Had this movie not worked we wouldn’t be talking any of the other Marvel Studios films. The (mis)adventures of Tony Stark started not just a franchise, but with a little added sequence at the end of the credits began one of the biggest and most important sagas in cinematic history.
2. The Avengers
Marvel did what nerds have clamored for for decades- one movie merging multiple characters and franchises to bring together Iron Man, The Hulk, Thor, Captain America, and the supporting characters fans have loved and come to love over the course of half a decade on the silver screen, and much longer in the comics.
3. Captain America: The Winter Soldier
Each Phase Two flick has been darker than the predecessors, and I’m going to guess it only gets darker. I not only want to see what comes in the next Avengers because of this, but the promise of Steve going after Bucky is almost (almost) more enticing right now.
4. Guardians of the Galaxy
It’s easy to get caught up in the hype of a movie like this or any of them on the list, and abandon all manner of objectivity. I have seen many proclaim this to be Marvel’s best movie ever (!), but I try to hold the choke collar just a bit on such an outlandish statement. Coming out the same summer as Cap 2 has made 2014 a very good year for Marvel, but upon further review, I have to say I prefer that film. Not that it’s better, or that Guardians isn’t good, I just think it will stand the test of further viewing more. That being said, anyone doesn’t like this movie, they’re gosh darn dumb. There is nothing to not like except for MAYBE a climax with yet another all-out aerial battle. The characters are great, the actors portraying them are excellent, and what this movie does for the MCU is fantastic. The only reason Guardians isn’t higher on the list is because the other films are monumental achievements in the history of comic cinema. Though, this does deserve a benchmark all its own.

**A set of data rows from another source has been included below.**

PR #5117, opened 2020-09-22
ci: disable tarball cache on full CI Bazel builds

### LINKED ISSUE #5113: Disable tarball cache for all Bazel CI builds
I missed that we were turning on the Bazel tarball caches for all CI builds (I thought it was just CMake).

I believe this is not a good idea, Bazel has no mechanism to prune the local cache. If the CI build downloads the old tarball the cache is populated with old data, it then gets the new data during the CI build, and then gets uploaded with the old and the new data for the PRs **and** for the next full CI build.  Effectively the tarball grows without any limits (note that ccache is limited to 4.0GiB by configuration, so it does not have this problem).

We disabled the download for full CI builds to avoid this, the tarball created in each full CI build was "fresh".

coryan:
Fixes #5113 

----
This change is [Reviewable](https://reviewable.io/reviews/googleapis/google-cloud-cpp/5117)

### DIFF
--- a/ci/kokoro/docker/build.sh
+++ b/ci/kokoro/docker/build.sh
@@ -28,6 +28,10 @@ export CMAKE_SOURCE_DIR="."
 
 export GOOGLE_CLOUD_CPP_GENERATOR_RUN_INTEGRATION_TESTS="yes"
 
+# Define the build tool so other scripts (e.g. cache download),
+# currently the possible values are `CMake` or `Bazel`.
+export BUILD_TOOL="CMake"
+
 in_docker_script="ci/kokoro/docker/build-in-docker-cmake.sh"
 
 if [[ $# -ge 1 ]]; then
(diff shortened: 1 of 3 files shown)


ci/kokoro/docker/build.sh
```diff
@@ -28,6 +28,10 @@ export CMAKE_SOURCE_DIR="."
 
 export GOOGLE_CLOUD_CPP_GENERATOR_RUN_INTEGRATION_TESTS="yes"
 
+# Define the build tool so other scripts (e.g. cache download),
+# currently the possible values are `CMake` or `Bazel`.
+export BUILD_TOOL="CMake"
```
devjgm, line 33: NO CHANGE NECESSARY: I wonder if in a future PR we could call the tarball-cache functions from the in-docker build scripts, which would eliminate the need to specify the BUILD_TOOL separately the existing `in_docker_script`.

devjgm (approved):
Thanks for fixing this. This was accidentally enabled last week.

ci/kokoro/docker/build.sh
coryan: Yeah, I have been wondering something like that myself.  We would need to figure out how to pass the credentials file to the in-docker script, and make sure `gsutil` is installed and configured.

PR #5119, opened 2020-09-23
DO NOT REVIEW

scotthart:
This change is [Reviewable](https://reviewable.io/reviews/googleapis/google-cloud-cpp/5119)


ci/cspell.json
```diff
@@ -5,6 +5,7 @@
   "language": "en",
   // words - list of words to be always considered correct
   "words": [
+    "absl",
```
coryan, line 8: I think we expected this to be spelled in backticks for comments, .i.e. 

```
// `absl::Foo`
```

scotthart: Thanks, good to know.

Issue #4905, opened 2020-08-14
[Flake] Test timeout, maybe too many buckets?


coryan:
This test failed:

https://source.cloud.google.com/results/invocations/91277c88-f2a0-43ba-8b6c-4ee5922ad2eb

with:

```
==================== Test output for //google/cloud/storage/examples:storage_bucket_samples:

Running ListBucketsForProject() example
artifacts.cloud-cpp-testing-resources.appspot.com
bm-throughput-vs-cpu-6arwin4if5zvxt125ycks1r1vqayzh8ti6oep27fzn
bm-throughput-vs-cpu-gpqfcnmj9s0y6hk5i4gk1reoc425ofphxw407ri6gv
bm-throughput-vs-cpu-y6rmm4i8pi9nfn2ke1qdepxyk9srfmrb98mwybzr48
cloud-cpp-bazel-cache
cloud-cpp-test-examples-00g06ipntirp9x4xndweyjrmz6qoano042v5air
cloud-cpp-test-examples-01292sh2l1hgody1phjcraqv18oe129tpkadvzh
cloud-cpp-test-examples-01gg9byjm2l4qpxeyoa1c71b8lrg8od1os9noz5
cloud-cpp-test-examples-0205o89cf2txzgeyawd9ilxqddx9dr21vcksejd
cloud-cpp-test-examples-05927jl7wc9vsrnwtwvmwogp5jp8n629psqxhta

...
//google/cloud/storage/examples:storage_bucket_samples                  TIMEOUT in 300.0s
  C:/b/rvommcsc/execroot/com_github_googleapis_google_cloud_cpp/bazel-out/x64_windows-fastbuild/testlogs/google/cloud/storage/examples/storage_bucket_samples/test.log
```

The test seems to timeout because the list is too long. I have cleaned up the project, but we probably should automate that process.

PR #5136, opened 2020-09-23
test: use helper to cleanup sample buckets

coryan:
Previously the examples would remove any temporary buckets using just
`client.DeleteBucket()`, but if the sample code accidentally left an
object or two in the temporary bucket the `DeleteBucket()` call fails
and we leak the bucket (and its objects).

Part of the work for #4905

---
This change is [Reviewable](https://reviewable.io/reviews/googleapis/google-cloud-cpp/5136)

### DIFF
--- a/google/cloud/storage/examples/CMakeLists.txt
+++ b/google/cloud/storage/examples/CMakeLists.txt
@@ -54,7 +54,8 @@ if (BUILD_TESTING)
 
     set(storage_examples_unit_tests
         # cmake-format: sort
-        storage_client_mock_samples.cc storage_examples_common_test.cc)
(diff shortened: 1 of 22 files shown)


devbww (approved):
Q. Does that mean samples should not even try to delete bucket contents first?

coryan:
> Q. Does that mean samples should not even try to delete bucket contents first?

Yes.  Unless we think that relying on this function at the end is "obscure". 

FTR, I am going to send another PR (later) to have the samples delete any buckets left over from previous runs, for example, because the previous build crashed or was killed before it had a chance to clean after itself.

PR #5142, opened 2020-09-23
ci: use GCS Bazel cache for macOS quickstart build

coryan:
This change is [Reviewable](https://reviewable.io/reviews/googleapis/google-cloud-cpp/5142)


coryan:
The build time is about 5m with a warm cache: https://source.cloud.google.com/results/invocations/d728f2a8-9eab-41c0-b605-45168382f1b6/targets

devbww (approved):

PR #5144, opened 2020-09-24
generator(refactor): simplify golden testing

scotthart:
This PR removes the .golden suffix from the generator golden test files. This coupled with changing the --product-path parameter in the integration test removes the need to rename the golden files or copy to another location making the cmake and bazel files simpler.

While presubmit clang-tidy does not work due to missing .grpc.pb.h files, clang-tidy when run in cmake does work now that the golden files end with the expected .h and .cc. Minor changes were made to the generators to fix some clang-tidy issues as well as introducing golden versioning files. Versioning files were necessary to supply a #define for the inline namespace macro. Generators for the versioning files will be added later.

Clang-format has been disabled for the golden files as due to version incompatibilities with clang-format in the testing process. This in no way impacts the ability to clang-format generated code for actual services that we plan to check in.

---
This change is [Reviewable](https://reviewable.io/reviews/googleapis/google-cloud-cpp/5144)


coryan (approved):
:lgtm:

> Reviewed 24 of 24 files at r1.
> *[Reviewable](https://reviewable.io/reviews/googleapis/google-cloud-cpp/5144#-:-MI-I6nG-aNxMsfNyPOi:bnfp4nl)* status: :shipit: complete! all files reviewed, all discussions resolved (waiting on @devjgm)

___
*[generator/internal/stub_generator.cc, line 75 at r1](https://reviewable.io/reviews/googleapis/google-cloud-cpp/5144#-MI-Hpir2g9Ia5iP1wA9:-MI-Hpis7UV88idWyIDG:b-aausu5) ([raw file](https://github.com/googleapis/google-cloud-cpp/blob/4384b607c0e6e82fb3886333482128a0e55808bc/generator/internal/stub_generator.cc#L75)):*
> ```cpp
>   // includes
>   header_.Print(
>       LocalInclude(absl::StrCat(service_vars_["product_path"], "version.h")));
> ```

FYI: for a future PR: consider whether per-library versions are useful, since they all have the same values.  Maybe a single version.h is enough.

5. Captain America: The First Avenger
This flick brought to mind old favorites like The Rocketeer (by the same director), and Raiders of the Lost Ark. Not bad company for a movie like this. Where Iron Man and Thor and Hulk focused on the metal of a hero, this summed up perfectly the mettle of a man.
6. Iron Man 3
IM3 started the “darker” trend of Phase Two, and tested the waters for a political message in these movies. If it ends up being the last solo Iron Man movie (at least with RDJ), they ended it in a good place for it to be over there, and to pick up the pieces in Avengers movies.
7. Thor: The Dark World
The darker Phase Two movie that even says so in the title. Watching this and then going back to the first one, you’ll notice how vastly improved everything is, including a more epic and visceral feel.
8. The Incredible Hulk
The Mark Ruffalo Bruce Banner of the Avengers might feel more interesting, and his Hulk more fun, but this early entry into the MCU was far superior in tone, and much closer to what fans are looking for from the Jolly Green Goliath, than Ang Lee’s cerebral mess earlier in the decade. And as the second Marvel Studios movie, it helped to cement the shared universe idea at its conclusion.
This movie might have had the second most difficult job of all these movies after bringing together the Avengers- believably introducing a mythological GOD into the canon that was largely grounded in reality. It was pulled off by taking the “what you call magic is just another kind of science” route.
10. Iron Man 2
Iron Man 2 might have been rushed, might seem a little too much like the first one in the final battle, and seem more of a SHIELD commercial/Avengers precursor, but it’s still fun as heck.